» Task description: Check every line of the entries below for "assignments", and copy the lines that have it.

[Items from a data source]
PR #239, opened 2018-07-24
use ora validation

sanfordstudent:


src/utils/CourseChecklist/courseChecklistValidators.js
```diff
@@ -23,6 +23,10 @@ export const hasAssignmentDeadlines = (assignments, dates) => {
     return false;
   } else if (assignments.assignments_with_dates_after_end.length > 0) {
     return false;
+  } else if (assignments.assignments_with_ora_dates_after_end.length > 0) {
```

» The answer:
@@ -23,6 +23,10 @@ export const hasAssignmentDeadlines = (assignments, dates) => {
   } else if (assignments.assignments_with_dates_after_end.length > 0) {
+  } else if (assignments.assignments_with_ora_dates_after_end.length > 0) {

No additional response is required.